Repensar el desarrollo a partir Laudato Si

Piva, Esteban (1).

Una de las grandes temáticas de la humanidad que ha pasado en el último siglo prácticamente de la irrelevancia a ocupar el escenario principal de numerosas cumbres internacionales, y hasta merecer una propia Encíclica por parte de la Iglesia Católica, es la cuestión ambiental.
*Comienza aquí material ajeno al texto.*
PR #860, opened 2025-02-24
Domains under interface

ArquintL:
This PR allows domains to implement an interface (see `Implements.scala`).
A domain is identity preserving only if all types that show up as input or output parameters of domain functions of this domain are identity preserving.

PS: the motivation for this PR is that I want to implement a ghost interface for various types, one of them being a domain.

### DIFF
--- a/src/test/resources/regressions/features/domains/implements-interface-simple02.gobra
+++ b/src/test/resources/regressions/features/domains/implements-interface-simple02.gobra
@@ -1,0 +1,53 @@
+// Any copyright is dedicated to the Public Domain.
+// http://creativecommons.org/publicdomain/zero/1.0/
+
+// this testcase checks whether a domain can implement a non-empty interface
+
+package ImplementsInterfaceSimple01
+
+ghost type intPair domain {
+    func fst(intPair) int
+    func snd(intPair) int
+    func pair(int, int) intPair
+
+    axiom {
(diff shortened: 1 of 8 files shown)


ArquintL:
CI currently fails as it requires the changes from #862

ArquintL:
@jcp19 I made all pointers identity preserving independently of the type they are pointing to as I don't see why their identity preservation should depend on the pointee's type

src/test/resources/regressions/features/domains/implements-interface-simple02.gobra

Esto no es de extrañar si tenemos en cuenta que, como dijo el Papa Francisco, “Nunca hemos maltratado y lastimado nuestra casa común como en los últimos dos siglos”.
Desde la “Conferencia de Naciones Unidas sobre el Medio Humano”, también conocida como Conferencia de Estocolmo, llevada a cabo en 1972, hasta la reciente “Conferencia sobre los Océanos”, celebrada en Fiyi este mismo año, pasando por la “Conferencia de las Naciones Unidas sobre el Medio Ambiente y el Desarrollo” o la “Cumbre para la Tierra” de 1992 en Río de Janeiro, la “Conferencia de las Naciones Unidas sobre el Desarrollo Sostenible”, también llamada Rio +20, del 2012, y la “XXI Conferencia Internacional sobre Cambio Climático” celebrada en el 2015 en París, la cuestión ambiental ha adquirido cada vez mayor importancia, buscándose a nivel global una protección sistemática del ambiente humano.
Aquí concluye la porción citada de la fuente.